The spin degree of freedom is added by tensoring with the
\(2 \times 2\) identity matrix so that each orbital carries two spins:
Nk = 64
kmesh = H_t.get_kmesh((Nk, Nk, 1))
kpts = np.array(list(kmesh.values()))
# shape: (Nk^2, 2, 2) — one 2x2 block per k-point (1 orbital x 2 spins)
Hk_list = np.array([np.kron(H_t.fourier(k), np.eye(2)) for k in kpts])
lattice = Lattice(Hk_list)
The fragment is set up with \(B = 3\) bath sites per spin, giving
nimp = 2 impurity levels (one per spin) and nbath = 6 bath levels:
nimp, B = 2, 3
nbath = nimp * B
ntot = nimp + nbath
Self-consistency loop
For each value of \(U\) the local Hamiltonian and interaction tensor are
built, a SimpleED solver is instantiated, and the ghost-GA equations are
iterated to convergence.
Because the triangular lattice is frustrated and the chemical potential can
drift away from half filling during the self-consistency, the code fits
\(\mu\) on the fly whenever the impurity filling deviates from the target
\(n = 1\):
fit_mu = True
n_target = 1.0 # half filling: one electron per site
mu = 0.0
for U in U_list:
eloc = np.diag([-U/2, -U/2])
Utensor = np.zeros((nimp,)*4)
Utensor[0, 0, 1, 1] = Utensor[1, 1, 0, 0] = U
solver = SimpleED(ntot, use_Ntot=True, use_Sz=True,
N_sector=ntot//2, Sz_sector=0,
dtype=np.complex128)
fragment = Fragment(nimp, nbath, eloc, Utensor, solver,
Lambda=Lambda0, R=R0, verbose=2)
for it in range(itmax):
lattice.solve_qp([fragment], T=T)
fragment.update_hybridization(T=T)
fragment.impose_spin_SU2_symmetry()
fragment.solve_impurity(mu, T=T, num_eig=10, spin_pen=spin_pen)
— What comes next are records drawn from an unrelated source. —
PR #2222, opened 2023-03-07
first commit - header

glots-a:
https://glots-a.github.io/layout_miami/


VenomMB (changes requested):
Good Job, but you have mistakes, please watch this video.
https://www.loom.com/share/54d3d4aee30a4844830b5352192d2f16

SerhiiKirik (changes requested):
Great 🚀 
Let's make some improvements 🧑‍💻

I can send message without a massage, fix it
image

put max-width to the container this section
image

image


don't use all, it's too hard for the browser
Just list params, for example, tansition: color 0.3s
 image

Different font size
image

image

It would be better if you add a new class for it & put overflow: hidden
image

glots-a:
hello, as to the last phrase - I dont anderstand where and why I should to add class with 'overflow: hidden'

PR #2235, opened 2023-03-08
Develop

LeoSpartaDeV:
https://leospartadev.github.io/layout_miami


SerhiiKirik (changes requested):
Well done 🚀 
Keep it up

Volodymyr-Melnyk-Fron10der (changes requested):
good job👍 

1. scale all photos on hover
image
2. add favicon
image
3. page shouldn't be scrolled if menu is open
image

LeoSpartaDeV:
> good job👍 
> 
> 
> 
> 1. scale all photos on hover
> 
> image
> 
> 2. add favicon
> 
> image
> 
> 3. page shouldn't be scrolled if menu is open
> 
> image
> 
> 

Thanks😀 done

DarkMistyRoom (changes requested):
Keep going! Here are a bit more suggestions:
- all these links should lead to the appropriate section of the page

- add hover effect to these images too
image

- make the smooth scroll on your page

- fix the font
image

- make this button the same height as previous one. and fix the style. there is example of hovere state on the mockup. also cursor should become a pointer over it
image

- add hover effect to these links. and make address link lead to google maps
image

- there should be some minimal side paddings
image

# adjust mu to maintain half filling
if abs(fragment.nfill - n_target) > 1e-3 and fit_mu:
mu = lattice.fit_mu(n_target, [fragment], T=T,
mu_old=mu, mode='imp', ntol=1e-4)
Lambda_old, R_old = fragment.Lambda.copy(), fragment.R.copy()
fragment.update_self_energy(T=T)
fragment.impose_spin_SU2_symmetry()
# convergence check in the eigenframe of Lambda
L_eval_new, UL_new = np.linalg.eigh(fragment.Lambda[::2, ::2])
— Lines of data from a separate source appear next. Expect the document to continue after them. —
PR #2239, opened 2023-03-09
header mobile version-1

Nikolaymelni:
Hello! This is a header for mobile version 320px
I have two question, is this right, that there are 2 different pictures for header (for mobile and desctop)?
And I made one more <div> for header because I need to put the icons differently, not like in the video.
could you advise how to do it better? because here I had to specify the exact distance between the icons

https://Nikolaymelni.github.io/layout_miami/


anstsot (changes requested):
Good start! Re-request the review once you're done whole landing.

Nikolaymelni:
Hello! I finished this task, looking forward to review

Nikolaymelni:
I found one mistake. somehow margins between text and images in "More to explore online" don`t work. I tried to fix it but it doesn`t work. Could you please explain me why this doesn`t work?

code from block "explore"
&__description {
    font-family: "Roboto", sans-serif;
    font-size: 16px;
    line-height: 27px;
    color: $black-color;
    text-align: center;
    margin: 0 0 48px;

    &:last-child {
      margin: 0;
    }

  }

anstsot (changes requested):
Good job, but there are few fixes to improve your code.
1. On logo click I'm ending on 404 page. it should stay on the same landing page.
2. After submitting the form the whole page was reloaded. it should stay on the same place and the form should be cleared.
image

3. add the links in contacts section
image

4. please add margin on smaller device
image

Nikolaymelni:
Thank you for review. Fixed everything. Googled what to do with form and as I found, I can change behavior of form only with JS code. Right?

polosanya (changes requested):
Great! Almost done!
1. It would be great to add a hover effect for these images too
image
2. Same with these links. Add some hover effects for them. 
Also, make sure that Google Maps links are opened in a new tab
image

polosanya (approved):
Well done!

Anastasiia-Svintsova (commented):
- The title position seems too high 
image

- The title width doesn't match the design on Tablet 
image

- The gap between sections doesn't match as well
image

L_eval_old, UL_old = np.linalg.eigh(Lambda_old[::2, ::2])
diff = max(
np.abs(np.abs(UL_old @ R_old[::2, ::2])
- np.abs(UL_new @ fragment.R[::2, ::2])).max(),
np.abs(L_eval_new - L_eval_old).max(),
)
fragment.Lambda = (1 - mix)*fragment.Lambda + mix*Lambda_old
fragment.R = (1 - mix)*fragment.R + mix*R_old
fragment.impose_spin_SU2_symmetry()
if diff < tol and it > 2:
break
Z_list.append(fragment.compute_Z()[0, 0].real)
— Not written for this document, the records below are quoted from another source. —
PR #2241, opened 2023-03-10
MyBike - first blocks

AnnaNazarova23:
DEMO LINK - https://AnnaNazarova23.github.io/layout_miami/


etojeDenys (changes requested):
good job

1. Location-related addresses / links should open google maps in a new tab target="_blank"
2. Form shouldn't be submitted if some of the fields are not filled
3.  fix this overlapping
image

PR #2243, opened 2023-03-10
header-without-menu

AnastasiiaVorobets:


VitaliyBondarenko1982 (changes requested):
Good start.
Click on logo leads on 404 page.
check background-position for header backgroung image.
on some width too hard to see numbers on phone
Screenshot from 2023-03-10 20-46-15

We are waiting other sections.
Please re-request when all sections will be implemented.

sTorba24 (changes requested):
Great job :) lets make it perfect :)
It should be aligned on the same level
image

it's redirecting me on 404 page(check all links to avoid it)
image

fix margin here (for all devices)
image

submit button also redirecting to 404 page(fix it and would be good to clear inputs after click on submit using js )

vlad-demchuk (changes requested):
check this checklist points (all fields should be required and form submission should just clear fields)
you will need some js code, if you have any questions, just feel free to ask in `fe_chat`
image

slavanosatskyi (changes requested):
Nice work, though some polishing is needed.
1. Logo leads to 404 page
Screenshot 2023-03-13 at 17 28 15
2. Please, add hover effects for emails, address, etc. (color change for example)
3. Map should be opened in the new tab
Screenshot 2023-03-13 at 17 28 46
4. Please, add form validation, so it is no possible to submit empty form or form with non-valid email
Screenshot 2023-03-13 at 17 29 29

vlad-demchuk (changes requested):
1. now email is a link to `tel:`
image
2. button should have `type="submit"`, in this way your validation doesn't make any sense
image

if you have any questions, just feel free to ask in `fe_chat`

YegorKorenkov (changes requested):
1. Page shouldn't be reloaded on form submit
2. A little bit centred this block
image

PR #2253, opened 2023-03-12
solution

Sergej161995:
[DEMO LINK](https://Sergej161995.github.io/layout_miami/)


tetiana-ivanchenko (changes requested):
[checklist](https://github.com/mate-academy/layout_miami/blob/master/checklist.md)

1. fix scroll
image
3. all hover effects should have transition
4. fix checklist point 1
5. fix checklist point 4
6. fix checklist point 8
7. fix checklist point 10
8. fix checklist point 14
9. fix checklist point 15
10. 
image

AlisaVlasova (changes requested):
1. use svg 
image
2. add smoth transition to all hovers
image
3. fix textarea 
image
4. reset form fields on submit and remove autocomplete styles
image

etojeDenys (changes requested):
1. fix this overlapping
image
2. 
image
image
3. Page shouldn't be reloaded on form submit (https://developer.mozilla.org/en-US/docs/Web/API/Event/preventDefault)

TarasHoliuk (changes requested):
GJ :+1: 
Only a few things should be fixed

mykhalenych (changes requested):
missed requirement

1. Form shouldn't be submitted if some of the fields are not filled

also check design
it is design
Screenshot 2023-03-17 at 17 06 20
it is your
Screenshot 2023-03-17 at 17 07 19
section with "Why buy direct" different too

# warm-start next U from current converged solution
Lambda0, R0 = fragment.Lambda.copy(), fragment.R.copy()
Once the lattice information is encoded in the lattice object, the self-consistency loop is similar to the Bethe-lattice case.
The absence of particle-hole symmetry in this case require the chemical potential to be adjusted on the fly to maintain half filling.
We do that by calling the fit_mu method of the lattice object whenever the impurity filling deviates from the target by more than a certain threshold (e.g., 0.001).
Results
Plotting the quasiparticle weight \(Z\) as a function of \(U\) reveals the Mott metal-insulator transition on the triangular lattice:
plt.figure()
plt.plot(U_list, Z_list,marker='.')
plt.ylabel('Z')
plt.xlabel('U/t')
plt.xlim(0,None)
plt.ylim(0,1)
plt.tight_layout()
plt.savefig(f'trZ_vs_U_B{B}.png', dpi=100)
plt.show()
As \(U\) increases from zero the quasiparticle weight decreases continuously from 1 toward 0, marking the gradual loss of coherence before the insulating state is reached. The frustrated geometry of the triangular lattice shifts the critical interaction to a larger value compared to the Bethe-lattice result, and the ghost-GA treatment (\(B = 3\)) captures the correct shape of the \(Z(U)\) curve more accurately than the standard Gutzwiller approximation (\(B = 1\)).